From light optics to charged particle optics : an historical introduction

Charged particle optics (CPO) is a science that compiles, under a common theoretical framework, all the laws governing the transport, focusing, mass/energy dispersion, etc. of charged particles, which may be electrons, positrons, ions or molecules. It describes the optical properties of all common individual optical elements (lenses, energy filters, magnetic sectors, etc.) and, thanks to the multiple combinations of these elements, enables the creation of a wide range of innovative instruments. For years, applications in this field have been considerable: the development of increasingly powerful electron microscopes, focused ion beams that have paved the way for nanomachining, secondary ion mass spectrometry (SIMS), an essential tool for characterising dopants in semiconductors, as well as large instruments such as synchrotrons and particle accelerators (see image 1).
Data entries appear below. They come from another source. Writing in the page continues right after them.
PR #2184, opened 2023-05-08
feat: change default duration to 1 month

hirbod:
# Why

Alex asked to change default duration to 1 month instead of 1 week. This is indeed the better default option to prevent frequent time outs.

# How

# Test Plan


intergalacticspacehighway (approved):
LGTM ❇️

alantoa (approved):
LGTM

Figure 1: Examples of systems using CPO. From left to right: focused ion beam (source: Orsayphysics), SIMS spectrometer (source: Cameca), synchrotron (electron storage line. Source: ALBA)

• A little bit of history

• From one image to another ...

A thousand years ago, the world witnessed a major revolution in the field of optics. The study of light by the Arab scholar Ibn al Haytham marked the birth of a revolutionary experimental approach with observation and analysis protocols, and the use of mathematics to formalise them. This revolution led to the awakening of science in Europe throughout the Middle Ages during the scholastic period until the Renaissance [1].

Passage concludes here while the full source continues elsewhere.